Most of what we’re sharing in this post comes from our CampusPress service, which hosts Multisite networks small and large for schools and universities around the world. For example, we host sites like emergency.cornell.edu which must be able to handle hundreds of thousands of potential visitors in a short period of time should an awful event or natural disaster occurs on campus. Main websites (providence.edu) and news sites (thelantern.com) also can have high load and must be up and running without any downtime.

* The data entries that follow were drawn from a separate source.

PR #4830, opened 2026-04-24
feat: remove old archived email files from S3

joybytes:
### Summary
Added a daily task to remove archived template email files from S3. By default, it cleans a 1-day slice of files that are at least 14 days old. You can pass `archived_from` to backfill older files.

### Testing
**Without argument**
Running the task without archived_from uses the default cleanup window:
- archived_to = now - 14 days (retention cutoff)
- archived_from = archived_to - 1 day So it only targets files archived in that 1-day window (between 15 and 14 days old), not all files older than 14 days.

```
docker exec -it notify-api-celery \
  celery -A run_celery.notify_celery call remove-archived-template-email-files-from-s3 \
  --queue=periodic-tasks
```

**With argument**
Providing archived_from widens/narrows the start of the window for backfill:
- lower bound becomes your provided archived_from
- upper bound is still archived_to = now - 14 days This means retention is still enforced + files newer than 14 days are never included.

```
docker exec -it notify-api-celery \
  celery -A run_celery.notify_celery call remove-archived-template-email-files-from-s3 \
  --queue=periodic-tasks \
  --kwargs='{"archived_after":"2026-04-17"}'
```

### Ticket
[Automatically remove stale email files from S3](https://trello.com/c/xnuOn2bB/538-automatically-remove-stale-email-files-from-s3)


app/celery/nightly_tasks.py
```diff
@@ -80,6 +83,98 @@ def _remove_csv_files(job_types):
...
+
+    # we only delete files once retention is reached.
+    # eg: now Apr 28, retention 14 days -> archived_to is Apr 14.
+    archived_to = datetime.now(UTC) - timedelta(days=DEFAULT_TEMPLATE_EMAIL_FILE_ARCHIVE_RETENTION_DAYS)
+    # optional manual backfill start date:
+    # - if `archived_from` is passed, use it.
+    # - otherwise run a 1-day default window.
+    #   eg: if archived_to is Apr 14, delete files archived from Apr 13 up to Apr 14.
+    cleanup_window_start = (
+        _parse_archived_from(archived_from) if archived_from is not None else archived_to - timedelta(days=1)
```
CrystalPea: if the task runs once a day, could our window be three days? That would give us some grace if the task fails/doesn't run for some reason.

app/celery/nightly_tasks.py
```diff
@@ -80,6 +83,98 @@ def _remove_csv_files(job_types):
...
 
 
+@notify_celery.task(name="remove-archived-template-email-files-from-s3")
+@cronitor("remove-archived-template-email-files-from-s3")
+def remove_archived_template_email_files_from_s3(archived_from=None):
+    # `archived_from` is optional.
+    # Valid values:
+    # - "YYYY-MM-DD" (eg: "2026-01-01")
+    # - ISO datetime (eg: "2026-01-01T12:00:00+00:00" or "2026-01-01T12:00:00Z")
+    def _parse_archived_from(value):
```
CrystalPea: do we need to accept all three types of values? what would be the case for calling the task? Probably like this?
- task called programmatically by the app - in this case we don't pass anything in
- task called manually - it would be fair to only allow one format for the argument - as this shouldn't happen much, and wouldn't be run in urgency

If we only allow one format for the argument, that will make our code simpler without losing much.

app/dao/template_email_files_dao.py
```diff
@@ -52,6 +54,35 @@ def dao_get_template_email_file_by_id(template_email_file_id):
     return TemplateEmailFile.query.filter(TemplateEmailFile.id == template_email_file_id).one()
 
 
+@retryable_query()
+def dao_get_archived_template_email_files_older_than(
+    session: Session | scoped_session = db.session,
+    archived_from=None,
+    archived_to=None,
```
CrystalPea: [suggestion] we could name these args `archived_after` and `archived_before` - might make it easier to understand at a glance from which side the date limits the query?

app/dao/template_email_files_dao.py
```diff
@@ -52,6 +54,35 @@ def dao_get_template_email_file_by_id(template_email_file_id):
...
+            *(() if archived_from is None else (TemplateEmailFile.archived_at >= archived_from,)),
+            TemplateEmailFile.archived_at <= archived_to,
+        )
+        .order_by(
+            TemplateEmailFile.archived_at.asc(),
+            TemplateEmailFile.id.asc(),
+        )
+        .limit(limit)
+        # skip rows already processed by earlier batches in this run.
+        .offset(offset)
```
CrystalPea: it might not matter for this query, as it will rarely, if ever, have to offset, but offset generally is rather slow:

https://www.cybrosys.com/research-and-development/postgres/why-large-offset-queries-are-slow-in-postgresql-and-what-to-use-instead

I remember refactoring it out in queries that were struggling to boost performance.

tests/app/dao/test_template_email_files_dao.py
```diff
@@ -191,3 +194,202 @@ def test_dao_archive_template_email_file(sample_email_template, sample_template_
...
+
+@freeze_time("2026-04-23 12:00:00")
+@pytest.mark.parametrize(
+    "session,expected_bind_key",
+    (
+        (db.session, None),
+        (db.session_bulk, "bulk"),
+    ),
+)
+def test_dao_get_archived_template_email_files_older_than_supports_limit_and_offset(
```
CrystalPea: this test is pretty complex - it could use a few comments at keys steps to explain what the set up means, and what you're asserting

tests/app/dao/test_template_email_files_dao.py
```diff
@@ -191,3 +194,202 @@ def test_dao_archive_template_email_file(sample_email_template, sample_template_
...
+    "session,expected_bind_key",
+    (
+        (db.session, None),
+        (db.session_bulk, "bulk"),
+    ),
+)
+def test_dao_get_archived_template_email_files_older_than_filters_by_archived_from(
+    sample_email_template, session, expected_bind_key
+):
+    old_archived_file = create_template_email_file(
```
CrystalPea: maybe this could be named `too_old_archived_file`? Then we know it shouldn't be caught by the query.

tests/app/dao/test_template_email_files_dao.py
```diff
@@ -191,3 +194,202 @@ def test_dao_archive_template_email_file(sample_email_template, sample_template_
...
+
+@freeze_time("2026-04-23 12:00:00")
+@pytest.mark.parametrize(
+    "session,expected_bind_key",
+    (
+        (db.session, None),
+        (db.session_bulk, "bulk"),
+    ),
+)
+def test_dao_get_archived_template_email_files_older_than_archived_from_does_not_bypass_retention(
```
CrystalPea: This test seems to be a duplicate with `test_dao_get_archived_template_email_files_older_than_filters_by_archived_to` - do we need both?

app/constants.py
```diff
@@ -345,6 +345,8 @@ class ServiceCallbackTypes(enum.StrEnum):
 
 # Document download constants
 DEFAULT_DOCUMENT_DOWNLOAD_RETENTION_PERIOD = "26 weeks"
+DEFAULT_TEMPLATE_EMAIL_FILE_ARCHIVE_RETENTION_DAYS = 14
```
CrystalPea: I don't think those two consts need `DEFAULT` in the name, as we don't provide alternative values.

So they could be:
`ARCHIVED_TEMPLATE_EMAIL_FILE_RETENTION_DAYS`
and
`ARCHIVED_TEMPLATE_EMAIL_FILE_S3_CLEANUP_BATCH_SIZE`

what do you think?

app/celery/nightly_tasks.py
```diff
@@ -80,6 +83,98 @@ def _remove_csv_files(job_types):
...
+    candidates = deleted = failed = 0
+
+    current_app.logger.info(
+        ("Starting archived template email file s3 cleanup with archived_from %s and archived_to %s"),
+        cleanup_window_start.isoformat(),
+        archived_to.isoformat(),
+    )
+
+    while True:
+        # dao enforces BOTH limits:
```
CrystalPea: is this comment needed? As in - isn't this how it usually works?

app/celery/nightly_tasks.py
```diff
@@ -80,6 +83,98 @@ def _remove_csv_files(job_types):
...
+            retry_attempts=2,  # type: ignore
+            archived_from=cleanup_window_start,
+            archived_to=archived_to,
+            limit=DEFAULT_TEMPLATE_EMAIL_FILE_S3_CLEANUP_BATCH_SIZE,
+            offset=offset,
+        )
+        if not archived_files_batch:
+            break
+
+        candidates += len(archived_files_batch)
```
CrystalPea: maybe we could name this `scoped`? Then it fits with deleted and failed (all adjectives)

CrystalPea (commented):
Hi, good work on this, well done!

I left some comments. This is not the full review yet - Github seems to be playing up and losing some of my comments, so I want to submit to see what came through and avoid repeating myself. I will finish the review in a second swipe now.

CrystalPea:
I reviewed the rest of the PR and I have no more comments 🙌🏼

app/celery/nightly_tasks.py
joybytes: I have updated the deletion window to be 3 days instead of 1
https://github.com/alphagov/notifications-api/pull/4830/changes/2631cdd5430099fdaef92d9878c1f96441d50ee4

The task still receives an argument of `archived_after` to enable us to delete all archived files on the first run

app/celery/nightly_tasks.py
joybytes: The task now expects string type for "YYYY-MM-DD", so the other checks were dropped
https://github.com/alphagov/notifications-api/pull/4830/changes/2631cdd5430099fdaef92d9878c1f96441d50ee4

app/dao/template_email_files_dao.py
joybytes: Renamed all references to `archived_after` and `archived_before`

tests/app/dao/test_template_email_files_dao.py
joybytes: I tried to simplify all tests by creating a helper function `create_archived_template_email_file`
https://github.com/alphagov/notifications-api/pull/4830/changes/2631cdd5430099fdaef92d9878c1f96441d50ee4

I was unsure on a helper vs a fixture. I chose helper.

The reason behind it is that the flow we're trying to test, is quite specific to this task and I am not sure other functions in the repo would make use of the fixture. Since it seemed quite specific, I decided to go for helper, but please let me know if that's not appropriate

Before, all the logic of creating and archiving files on a specific date was reproduced in every test, which made it quite lenghty and complex. With this helper now, we can focus on the logic of recently or older archived files, and I think it makes it easier to understand what's happening. This goes for both the nightly_task and template_emails tests.

tests/app/dao/test_template_email_files_dao.py
joybytes: I use now `too_old_archived_file` and `in-window-archived-file` for files that are too old to be deleted, and files that are within the window of deletion

tests/app/dao/test_template_email_files_dao.py
joybytes: Since I updated the test to a keyset/cursor style, this test has been removed

app/constants.py
joybytes: agreed, I also added a third constant for the window `TEMPLATE_EMAIL_FILE_S3_CLEANUP_CATCH_UP_WINDOW_DAYS`

https://github.com/alphagov/notifications-api/pull/4830/changes/2631cdd5430099fdaef92d9878c1f96441d50ee4

app/celery/nightly_tasks.py
joybytes: removed

app/celery/nightly_tasks.py
joybytes: renamed candidates to scoped, which sounds better

app/celery/nightly_tasks.py
CrystalPea: nice one!

tests/app/dao/test_template_email_files_dao.py
CrystalPea: This helper is great, and I see you also did some renaming. Great work, the tests are now much clearer 👏🏼 .

Since the helper is used by two files, maybe I would put it in `tests.app.db` - as this is where we usually import similar functions from, but I don't think it's hugely important.

joybytes: great idea, I moved the helper to `tests.app.db`

joybytes:
@CrystalPea could you give a final look to the implementation of `dao_get_archived_template_email_files_older_than` please? 🙏 

I did some refactoring, and I am now using older_than and .scalar()

I noticed that the other keyset/cursor functions in our repo seems to use this pattern, so I tried to follow the same
(eg.`dao_get_paginated_inbound_sms_for_service_for_public_api`, `get_notifications_for_service`)

I also decided to use `PAGE_SIZE` config variables, which is what inbound notifications seem to use, so I just decided to follow the same limit for sizing

CrystalPea (approved):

Surprisingly, these high traffic sites aren’t technically the hardest to host. Cache and CDNs can help with static content. However, membership sites, forums, BuddyPress social networks, and any other site that has logged in user activity creates a database load that grows significantly even with modest numbers of users. This is when redundancy and separating the database from web servers comes into play. And for us, Amazon Web Services has allowed us to create the ideal environment for WordPress and WordPress Multisite.
Why We’ve Moved To AWS
For many years, we leased servers in a data center from Peer1. This worked just fine, as our technical team could remotely manage the servers to build an optimized setup that served us well.
But, like much of the web, there are many factors that have resulted in us slowly moving all of our infrastructure over to Amazon Web Services (AWS) in the past few years. For example:
- Localization – AWS makes it easy to set up in regions all over the world, including the US, Canada, Australia, and the EU. Peer1 also had data centers in multiple countries, but not nearly as many, and it wasn’t as easy to move and manage between them. Many of our customers increasingly require hosting within specific countries due to laws and regulations around data. Others simply want to reduce latency.
- Pay-as-you-go – Our previous arrangement required us to lease servers on a monthly basis, regardless of if they were needed. We had to be ready for traffic spikes at all times. AWS is more of an on-demand model, allowing us to spin up virtual servers almost instantly, so we only pay for what we use. Similarly, when traffic is low, like when schools are out for many of our customers over the Christmas holidays, our bills go down.
- It’s freakin’ Amazon – AWS has become the most trusted and well-known cloud provider that there is. We’re able to leverage the trust (and security certifications) that AWS has in place to reassure our customers of the quality of the technology behind the sites that we host.
The Virtual Private Cloud
The diagram above shows the basic structure of each Virtual Private Cloud (VPC) cluster that we use. We can host multiple WordPress Multisite networks on each, though some customers will need or want their own dedicated cluster. We use similar VPCs to host this blog and also our Edublogs.org (which has over 4 million sites!).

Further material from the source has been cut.